- [RECORDS FOR THE TASK]:
PR #2127, opened 2026-08-11
feat: Check per-node shard status in wait_for_vector_indexing

bevzzz:
[This PR](https://github.com/weaviate/weaviate/pull/12518) is going to deprecate `shard.status` and `shard.vectorQueueSize` fields and introduce `per_node_status` in its stead. We need to update `wait_for_vector_indexing` to use this information when waiting for shards to get READY.

### DIFF
--- a/integration/test_collection_config.py
+++ b/integration/test_collection_config.py
@@ -787,10 +787,10 @@ def test_collection_config_get_shards(collection_factory: CollectionFactory) -> 
     )
     shards = collection.config.get_shards()
     assert len(shards)
-    if shards[0].status:
-        assert shards[0].status == "READY"
-    elif shards[0].per_node_status:
+    if shards[0].per_node_status:
         assert all(status == "READY" for status in shards[0].per_node_status.values())
+    elif shards[0].status:
+        assert shards[0].status == "READY"
 
 
 def test_collection_update_shards(collection_factory: CollectionFactory) -> None:
@@ -839,10 +839,10 @@ def test_collection_config_get_shards_multi_tenancy(collection_factory: Collecti
     assert len(shards) == 2
 
     for shard in shards:
-        if shard.status:
-            assert shard.status == "READY"
-        elif shard.per_node_status:
+        if shard.per_node_status:
             assert all(status == "READY" for status in shard.per_node_status.values())
+        elif shard.status:
+            assert shard.status == "READY"
 
     assert "tenant1" in [shard.name for shard in shards]
     assert "tenant2" in [shard.name for shard in shards]
--- a/integration/test_collection_config.py
+++ b/integration/test_collection_config.py
@@ -789,7 +789,7 @@ def test_collection_config_get_shards(collection_factory: CollectionFactory) -> 
     assert len(shards)
     if shards[0].per_node_status:
         assert all(status == "READY" for status in shards[0].per_node_status.values())
-    elif shards[0].status:
+    else:
         assert shards[0].status == "READY"
 
 
@@ -841,7 +841,7 @@ def test_collection_config_get_shards_multi_tenancy(collection_factory: Collecti
     for shard in shards:
         if shard.per_node_status:
             assert all(status == "READY" for status in shard.per_node_status.values())
-        elif shard.status:
+        else:
             assert shard.status == "READY"
 
     assert "tenant1" in [shard.name for shard in shards]
--- a/integration/test_collection_config.py
+++ b/integration/test_collection_config.py
@@ -787,8 +787,10 @@ def test_collection_config_get_shards(collection_factory: CollectionFactory) -> 
     )
     shards = collection.config.get_shards()
     assert len(shards)
-    assert shards[0].status == "READY"
-    assert shards[0].vector_queue_size == 0
+    if shards[0].status:
+        assert shards[0].status == "READY"
+    elif shards[0].per_node_status:
+        assert all(status == "READY" for status in shards[0].per_node_status.values())
 
 
 def test_collection_update_shards(collection_factory: CollectionFactory) -> None:
--- a/integration/test_collection_config.py
+++ b/integration/test_collection_config.py
@@ -800,7 +800,12 @@ def test_collection_update_shards(collection_factory: CollectionFactory) -> None
     )
 
     collection.tenants.create([Tenant(name="tenant1"), Tenant(name="tenant2")])
-    assert all(shard.status == "READY" for shard in collection.config.get_shards())
+    assert all(
+        all(per_node == "READY" for per_node in shard.per_node_status)
+        if shard.per_node_status
+        else shard.status == "READY"
+        for shard in collection.config.get_shards()
+    )
 
     # all possibilites of calling the function
     updated_shards = collection.config.update_shards(status="READONLY", shard_names="tenant1")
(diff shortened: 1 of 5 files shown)


weaviate/collections/classes/config.py
```diff
@@ -2278,8 +2251,9 @@ class _CollectionConfigSimple(_ConfigBase):
 @dataclass
 class _ShardStatus:
     name: str
-    status: ShardTypes
-    vector_queue_size: int
+    status: Optional[ShardTypes]
```
tsmith023: With the change on the server, should this go back to being `ShardTypes`?

bevzzz: Agree, reverted.

integration/test_collection_config.py
```diff
@@ -787,8 +787,10 @@ def test_collection_config_get_shards(collection_factory: CollectionFactory) ->
     )
     shards = collection.config.get_shards()
     assert len(shards)
-    assert shards[0].status == "READY"
-    assert shards[0].vector_queue_size == 0
+    if shards[0].per_node_status:
+        assert all(status == "READY" for status in shards[0].per_node_status.values())
+    elif shards[0].status:
+        assert shards[0].status == "READY"
```
tsmith023: Given `shards[0].status` shouldn't be `None` now, can we make this `assert` unconditional?

integration/test_collection_config.py
```diff
@@ -836,11 +838,11 @@ def test_collection_config_get_shards_multi_tenancy(collection_factory: Collecti
...
-    assert shards[0].status == "READY"
-    assert shards[0].vector_queue_size == 0
-
-    assert shards[1].status == "READY"
-    assert shards[1].vector_queue_size == 0
+    for shard in shards:
+        if shard.per_node_status:
+            assert all(status == "READY" for status in shard.per_node_status.values())
+        elif shard.status:
+            assert shard.status == "READY"
```
tsmith023: likewise here as above, wdyt?

integration/test_collection_config.py
bevzzz: Makes sense to me 👍 

Not _unconditional_ tho, just `elif -> else` I guess

integration/test_collection_config.py
bevzzz: Updated 🙆‍♂️

integration/test_collection_config.py
```diff
@@ -787,8 +787,10 @@ def test_collection_config_get_shards(collection_factory: CollectionFactory) ->
     )
     shards = collection.config.get_shards()
     assert len(shards)
-    assert shards[0].status == "READY"
-    assert shards[0].vector_queue_size == 0
+    if shards[0].per_node_status:
+        assert all(status == "READY" for status in shards[0].per_node_status.values())
+    else:
+        assert shards[0].status == "READY"
```
tsmith023: Ah, I also meant that it should be unconditional on this if statement too. So the L90 replacement would be reintroduced, i.e. the test asserts that it always gets `shards[0].status == "READY"` back thereby preserving BC. Likewise below

bevzzz: > Ah, I also meant that it should be unconditional on this if statement too

I don't quite understand why. We know that `shards.status` is a source of flakiness in tests. Wouldn't we want to avoid relying on it if possible?

> thereby preserving BC

This is test code though. What compatibility would we be preserving?

bevzzz: Like in `wait_for_vector_indexing`, we prefer `per_node_status`.

https://github.com/weaviate/weaviate-python-client/blob/649c6d6aed81b8986ed43c25c364056422d30fd8/weaviate/collections/batch/batch_wrapper.py#L99-L104

and not

```py
 all( 
     status == "READY" 
     for status in cast(dict[str, str], shard.get("per_node_status", {})).values() 
 ) and cast(str, shard["status"]) == "READY"
```

bevzzz: I walked around a bit and realized that `all("READY")` implies `shard.status == "READY"`. 
Sorry for the confusion, will update.

weaviate/collections/classes/config.py
```diff
@@ -2252,7 +2252,8 @@ class _CollectionConfigSimple(_ConfigBase):
 class _ShardStatus:
     name: str
     status: ShardTypes
-    vector_queue_size: int
+    vector_queue_size: Optional[int]
```
bevzzz: Do you think this shouldn't be `Optional` either? Probably not, the server send 0 but it does so anyways.

tsmith023 (approved):

weaviate/collections/batch/batch_wrapper.py
```diff
@@ -93,9 +93,16 @@ def __get_shards_readiness(self, shard: Shard) -> List[bool]:
...
         return [
-            (cast(str, shard.get("status")) == "READY")
-            & (cast(int, shard.get("vectorQueueSize")) == 0)
+            (
+                all(
+                    status == "READY"
+                    for status in cast(dict[str, str], shard["per_node_status"]).values()
+                )
+                if "per_node_status" in shard
+                else cast(str, shard["status"]) == "READY"
```
jfrancoa, line 104: If "per_node_status" is missing from shard because no shard could be retrieved (not sure if this can happen from server side), we would move to the else statement, in which case the status will be also empty because we couldn't retrieve any state and accessing directly shard["status"] will error. Could you double check if this scenario is even possible?

weaviate/collections/batch/batch_wrapper.py
```diff
@@ -93,9 +93,16 @@ def __get_shards_readiness(self, shard: Shard) -> List[bool]:
 
         res = _decode_json_response_list(response, "Get shards' status")
         assert res is not None
+
         return [
-            (cast(str, shard.get("status")) == "READY")
-            & (cast(int, shard.get("vectorQueueSize")) == 0)
+            (
+                all(
```
jfrancoa, line 99: This will pass even though one of the replicas is missing, as if a replica is not available no information for that node is being dropped in the map. So in a 5 node cluster (weaviate-0: READY, weaviate-1: READY, weaviate-2: READY, weaviate-4: READY) will return True, while we don't know anything from the node weaviate-4.

weaviate/collections/batch/batch_wrapper.py
bevzzz: @tsmith023 Jose and I discussed the possibility of adding `UNAVAILABLE` status to represent nodes which the coordinator couldn't reach. Currently, when a node fails to respond it will be missing from the shard's `per_node_status` and the caller will need to know the what the replication factor is to detect that.

WDYT?

bevzzz: Working on this in https://github.com/weaviate/weaviate/pull/12757

The changes there won't require an update in the Python client, so I'm going to proceed with merging this.

weaviate/collections/batch/batch_wrapper.py
jfrancoa: I had the comment in pending...although I imagine, if you now place the UNAVAILABLE state for every single node, the logic will be precise

bevzzz: Yeah, I think with the new status we shouldn't be leaving any nodes out of that list so each status will be checked

Issue #2106, opened 2026-07-29
multi2vec_* factories accept vectorize_collection_name and silently drop it


toolshedlabs-hash:
Every `multi2vec_*` factory accepts `vectorize_collection_name` and then drops it.

The text factories forward it. The multimodal ones take the same argument and never use it.
Nothing is logged either, so `vectorize_collection_name=False` has no effect and the collection name is still folded
into the vectors.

- [WHAT YOU WILL DO]:
Going through the listing above, tally the lines that contain the word "thereby" and state the total alone.

- [YOUR RESPONSE]:
2